PR #15844, opened 2026-07-21
fix(anvil): `eth_simulateV1` normalize delegated simulations

mablr:
## Motivation

Closes OSS-572.

This is the next focused `eth_simulateV1` conformance step after #15770, #15784, #15792, #15828, and #15841.

Pre-fork requests delegated upstream now fetch the selected base header, normalize block numbers and timestamps using Anvil's configured interval, and pin execution to that header's hash. Gap expansion and ordering and block-count errors therefore match local simulation without allowing a reorganization or noncanonical selector to normalize and execute against different same-height blocks.

> This PR was written and tested with the assistance of Codex.

### DIFF
--- a/crates/anvil/src/eth/api.rs
+++ b/crates/anvil/src/eth/api.rs
@@ -1,5 +1,5 @@
 use super::{
-    backend::mem::{BlockRequest, DatabaseRef, State},
+    backend::mem::{BlockRequest, DatabaseRef, State, sanitize_simulation_blocks},
     sign::build_impersonated,
 };
 use crate::{
@@ -2922,7 +2922,7 @@ impl EthApi<FoundryNetwork> {
 
     pub async fn simulate_v1(
         &self,
-        request: SimulatePayload,
+        mut request: SimulatePayload,
         block_number: Option<BlockId>,
     ) -> Result<Vec<SimulatedBlock<AnyRpcBlock>>> {
         const DEFAULT_BLOCK_INTERVAL_SECS: u64 = 12;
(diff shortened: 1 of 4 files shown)


mattsse (dismissed):
lgtm

crates/anvil/src/eth/api.rs
```diff
@@ -2970,6 +2960,30 @@ impl EthApi<FoundryNetwork> {
                 })
                 .unwrap_or(DEFAULT_BLOCK_INTERVAL_SECS)
         });
+
+        // check if the number predates the fork, if in fork mode
+        if let BlockRequest::Number(number) = block_request
+            && let Some(fork) = self.get_fork()
+            && fork.predates_fork(number)
+        {
+            let base_block = fork.block_by_number(number).await?.ok_or_else(|| {
```
stevencartavia: In the delegated path, `block_request` reduces the original `BlockId` to a number, so this lookup can return whichever same-height hash is currently mapped in the fork cache. I reproduced both directions: a hash-selected simulation can use another cached block, and a numeric simulation can use a cached noncanonical block instead of the upstream canonical one. Could we resolve the base block directly from upstream using the original `BlockId`, then normalize and forward that block’s hash?

mablr: https://github.com/foundry-rs/foundry/pull/15844/commits/0f2979bc0ed2f9edca6db2885ae6d5ecb991fbd5

figtracer (approved):

crates/anvil/src/eth/api.rs
```diff
@@ -2970,6 +2961,31 @@ impl EthApi<FoundryNetwork> {
                 })
                 .unwrap_or(DEFAULT_BLOCK_INTERVAL_SECS)
         });
+
+        // check if the number predates the fork, if in fork mode
+        if let BlockRequest::Number(number) = block_request
+            && let Some(fork) = self.get_fork()
+            && fork.predates_fork(number)
+        {
+            let block_id = block_id.unwrap_or_else(|| number.into());
```
stevencartavia, line 2970: Could we preserve the original `BlockId` only for hash selectors and use the already-resolved `number` for number/tag selectors? Reusing `safe` or `finalized` here re-resolves the tag against the live upstream, so if it advances after the fork, simulation can use a different—or even post-fork—base block. I reproduced this with a fork at block 40: local `safe` resolved to block 8, but after the upstream advanced, the simulation used block 40 and returned block 41 instead of 9.

mattsse (approved):
lgtm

- [INSTRUCTIONS TO FOLLOW]: Take the entries above and transcribe them exactly.

- [SOLUTION FOR THIS EXERCISE]:
PR #15844, opened 2026-07-21
fix(anvil): `eth_simulateV1` normalize delegated simulations

mablr:
## Motivation

Closes OSS-572.

This is the next focused `eth_simulateV1` conformance step after #15770, #15784, #15792, #15828, and #15841.

Pre-fork requests delegated upstream now fetch the selected base header, normalize block numbers and timestamps using Anvil's configured interval, and pin execution to that header's hash. Gap expansion and ordering and block-count errors therefore match local simulation without allowing a reorganization or noncanonical selector to normalize and execute against different same-height blocks.

> This PR was written and tested with the assistance of Codex.

### DIFF
--- a/crates/anvil/src/eth/api.rs
+++ b/crates/anvil/src/eth/api.rs
@@ -1,5 +1,5 @@
 use super::{
-    backend::mem::{BlockRequest, DatabaseRef, State},
+    backend::mem::{BlockRequest, DatabaseRef, State, sanitize_simulation_blocks},
     sign::build_impersonated,
 };
 use crate::{
@@ -2922,7 +2922,7 @@ impl EthApi<FoundryNetwork> {
 
     pub async fn simulate_v1(
         &self,
-        request: SimulatePayload,
+        mut request: SimulatePayload,
         block_number: Option<BlockId>,
     ) -> Result<Vec<SimulatedBlock<AnyRpcBlock>>> {
         const DEFAULT_BLOCK_INTERVAL_SECS: u64 = 12;
(diff shortened: 1 of 4 files shown)


mattsse (dismissed):
lgtm

crates/anvil/src/eth/api.rs
```diff
@@ -2970,6 +2960,30 @@ impl EthApi<FoundryNetwork> {
                 })
                 .unwrap_or(DEFAULT_BLOCK_INTERVAL_SECS)
         });
+
+        // check if the number predates the fork, if in fork mode
+        if let BlockRequest::Number(number) = block_request
+            && let Some(fork) = self.get_fork()
+            && fork.predates_fork(number)
+        {
+            let base_block = fork.block_by_number(number).await?.ok_or_else(|| {
```
stevencartavia: In the delegated path, `block_request` reduces the original `BlockId` to a number, so this lookup can return whichever same-height hash is currently mapped in the fork cache. I reproduced both directions: a hash-selected simulation can use another cached block, and a numeric simulation can use a cached noncanonical block instead of the upstream canonical one. Could we resolve the base block directly from upstream using the original `BlockId`, then normalize and forward that block’s hash?

mablr: https://github.com/foundry-rs/foundry/pull/15844/commits/0f2979bc0ed2f9edca6db2885ae6d5ecb991fbd5

figtracer (approved):

crates/anvil/src/eth/api.rs
```diff
@@ -2970,6 +2961,31 @@ impl EthApi<FoundryNetwork> {
                 })
                 .unwrap_or(DEFAULT_BLOCK_INTERVAL_SECS)
         });
+
+        // check if the number predates the fork, if in fork mode
+        if let BlockRequest::Number(number) = block_request
+            && let Some(fork) = self.get_fork()
+            && fork.predates_fork(number)
+        {
+            let block_id = block_id.unwrap_or_else(|| number.into());
```
stevencartavia, line 2970: Could we preserve the original `BlockId` only for hash selectors and use the already-resolved `number` for number/tag selectors? Reusing `safe` or `finalized` here re-resolves the tag against the live upstream, so if it advances after the fork, simulation can use a different—or even post-fork—base block. I reproduced this with a fork at block 40: local `safe` resolved to block 8, but after the upstream advanced, the simulation used block 40 and returned block 41 instead of 9.

mattsse (approved):
lgtm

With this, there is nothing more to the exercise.